Evidence of depot‐specific regulation of all‐trans‐retinoic acid biosynthesis in human adipose tissue

The prevalence of obesity continues to rise, underscoring the need to better understand the pathways mediating adipose tissue (AT) expansion. All‐trans‐retinoic acid (atRA), a bioactive vitamin A metabolite, regulates adipogenesis and energy metabolism, and, in rodent studies, aberrant vitamin A metabolism appears a key facet of metabolic dysregulation. The relevance of these findings to human disease is unknown, as are the specific enzymes implicated in vitamin A metabolism within human AT. We hypothesized that in human AT, family 1A aldehyde dehydrogenase (ALDH1A) enzymes contribute to atRA biosynthesis in a depot‐specific manner. To test this hypothesis, parallel samples of subcutaneous and omental AT from participants (n = 15) were collected during elective abdominal surgeries to quantify atRA biosynthesis and key atRA synthesizing enzymes. ALDH1A1 was the most abundant ALDH1A isoform in both AT depots with expression approximately twofold higher in omental than subcutaneous AT. ALDH1A2 was detected only in omental AT. Formation velocity of atRA was approximately threefold higher (p = 0.0001) in omental AT (9.8 [7.6, 11.2]) pmol/min/mg) than subcutaneous AT (3.2 [2.1, 4.0] pmol/min/mg) and correlated with ALDH1A2 expression in omental AT (β‐coefficient = 3.07, p = 0.0007) and with ALDH1A1 expression in subcutaneous AT (β‐coefficient = 0.13, p = 0.003). Despite a positive correlation between body mass index (BMI) and omental ALDH1A1 protein expression (Spearman r = 0.65, p = 0.01), BMI did not correlate with atRA formation. Our findings suggest that ALDH1A2 is the primary mediator of atRA formation in omental AT, whereas ALDH1A1 is the principal atRA‐synthesizing enzyme in subcutaneous AT. These data highlight AT depot as a critical variable for defining the roles of retinoids in human AT biology.

Study Highlights

• WHAT IS THE CURRENT KNOWLEDGE ON THE TOPIC?

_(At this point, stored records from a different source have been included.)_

PR #116, opened 2024-03-26
Move CSAF-knowledge out of Graph entirely.

bobmcwhirter:
Build a CSAF ingestor capable of integrating some CSAF data into the graph. Adjust the CSAF importer/walker to use the ingestor. Ammend the endpoints to support multiple (csaf and osv) advisory inputs for the time being.


modules/ingestor/src/endpoints/advisory.rs
```diff
@@ -1,38 +1,54 @@
...
-        (status = 200, description = "Upload a file"),
-        (status = 400, description = "The file could not be parsed as a CSAF document"),
-    )
+tag = "ingestor",
+request_body = Vec < u8 >,
+responses(
+(status = 200, description = "Upload a file"),
+(status = 400, description = "The file could not be parsed as an advisory document"),
+)
 )]
```
jcrossley3, line 16: broken indentation

modules/ingestor/src/service/advisory/csaf/loader.rs
```diff
@@ -0,0 +1,82 @@
...
+
+        let advisory = self
+            .graph
+            .ingest_advisory(&advisory_id, location, sha256, &tx)
+            .await?;
+
+        for vuln in csaf.vulnerabilities.iter().flatten() {
+            let id = match &vuln.cve {
+                Some(cve) => cve,
+                None => continue,
```
jcrossley3, line 42: I kinda hope this doesn't work like it looks like you want it to. Is it not weird that an assignment might continue the loop? Is it just me? If not, I'd prefer we filter the iterator instead.

modules/ingestor/src/service/advisory/osv/loader.rs
```diff
@@ -22,10 +22,12 @@ impl<'g> OsvLoader<'g> {
         &self,
         location: L,
         record: R,
-    ) -> Result<(), Error> {
+    ) -> Result<String, Error> {
```
jcrossley3, line 25: Nice. I always feel like `Result<(), ...>` is wrong, or at least benefits from more thought.

jcrossley3 (changes requested):
I think I like the loader

modules/ingestor/src/service/advisory/csaf/loader.rs
```diff
@@ -36,43 +36,46 @@ impl<'g> CsafLoader<'g> {
...
+        for vuln in csaf
+            .vulnerabilities
+            .iter()
+            .flatten()
+            .filter(|e| e.cve.is_some())
+        {
+            // we filtered above, so should always be Some(_) but let's
+            // still avoid a blind unwrap.
+            if let Some(id) = &vuln.cve {
+                let advisory_vulnerability = advisory.link_to_vulnerability(id, &tx).await?;
```
jcrossley3, line 48: Typically, combinations of `is_some` and `unwrap` are a smell that `filter_map` should be used, e.g. `.filter_map(|e| e.cve)` but because you require both `vuln.cve` and later `vuln.product_status`, I'm guessing you need to return a tuple? To me, nested for loops are a smell, in general.

modules/ingestor/src/service/advisory/csaf/loader.rs
```diff
@@ -0,0 +1,85 @@
...
+                        log::debug!("{}", package.to_string());
+                        //advisory_vulnerability
+                            //.ingest_affected_package_range(package, Transactional::None)
+                            //.await?;
+                    }
+
+                     */
+                }
+            }
+        }
```
jcrossley3, line 81: How do you feel about this instead?

```suggestion
        for (id, ps) in csaf.vulnerabilities.iter().flatten().filter_map(|e| {
            e.cve
                .as_ref()
                .and_then(|id| e.product_status.as_ref().map(|ps| (id, ps)))
        }) {
            let advisory_vulnerability = advisory.link_to_vulnerability(&id, &tx).await?;

            for r in ps.fixed.iter().flatten() {
                for purl in resolve_purls(&csaf, r) {
                    let package = Purl::from(purl.clone());
                    advisory_vulnerability
                        .ingest_fixed_package_version(package, &tx)
                        .await?;
                }
            }
            for r in ps.known_not_affected.iter().flatten() {
                for purl in resolve_purls(&csaf, r) {
                    let package = Purl::from(purl.clone());
                    advisory_vulnerability
                        .ingest_not_affected_package_version(package, &tx)
                        .await?;
                }
            }
            for _r in ps.known_affected.iter().flatten() {
                /*
                for purl in resolve_purls(&csaf, r) {
                    let package = Purl::from(purl.clone());
                    log::debug!("{}", package.to_string());
                    //advisory_vulnerability
                        //.ingest_affected_package_range(package, Transactional::None)
                        //.await?;
                }

                 */
            }
        }

```

jcrossley3 (commented):
Maybe...

modules/ingestor/src/service/advisory/csaf/loader.rs
bobmcwhirter: I'd thought about that, but only until I realized that `product_status` is only the bits we're using _right now_ but there is a lot of potential bits within the CSAF document we ultimately need to trawl through.

bobmcwhirter: Also, if there's a CVE and no product-status, we still want to link to the vulnerability, not only if both are non-None.

jcrossley3: Cool. I'm all out of suggestions!

jcrossley3 (approved):
Looks good!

Rodent data suggest that dysregulated production of all‐trans‐retinoic acid (atRA), the primary bioactive metabolite of vitamin A, may contribute to body weight gain and its complications. However, the key enzymes responsible for atRA biosynthesis in human adipose tissue have not been identified, nor has the relationship between body weight and adipose tissue atRA biosynthesis been evaluated in humans.

• WHAT QUESTION DID THIS STUDY ADDRESS?

This study sought to identify the key enzymes involved in atRA biosynthesis in human omental and subcutaneous adipose tissue. This study also quantified atRA formation velocity and explored the potential relationship between body mass index (BMI) and atRA biosynthesis in both adipose tissue depots.

• WHAT DOES THIS STUDY ADD TO OUR KNOWLEDGE?

This study establishes that among the aldehyde dehydrogenase (ALDH) isoforms, ALDH1A1 and ALDH1A2 both contribute to atRA biosynthesis in human omental adipose tissue, whereas only ALDH1A1 contributes to atRA biosynthesis in subcutaneous adipose tissue. Both ALDH1A1 expression and atRA formation velocity are substantially higher in omental than subcutaneous adipose tissue. Omental ALDH1A1 protein expression exhibits a positive correlation with BMI, but atRA formation velocity in both omental and subcutaneous adipose tissue shows no correlation with BMI. Thus, these findings highlight discrepancies between human and rodent adipose tissue biology and, moreover, reveal depot‐specific regulation of vitamin A metabolism in human adipose tissue.

• HOW MIGHT THIS CHANGE CLINICAL PHARMACOLOGY OR TRANSLATIONAL SCIENCE?

This line of research ultimately is intended to define the roles of vitamin A metabolites in the regulation of tissue remodeling and energy partitioning in human adipose tissue. This knowledge could contribute to the delineation of mechanisms underlying progressive obesity and its complications.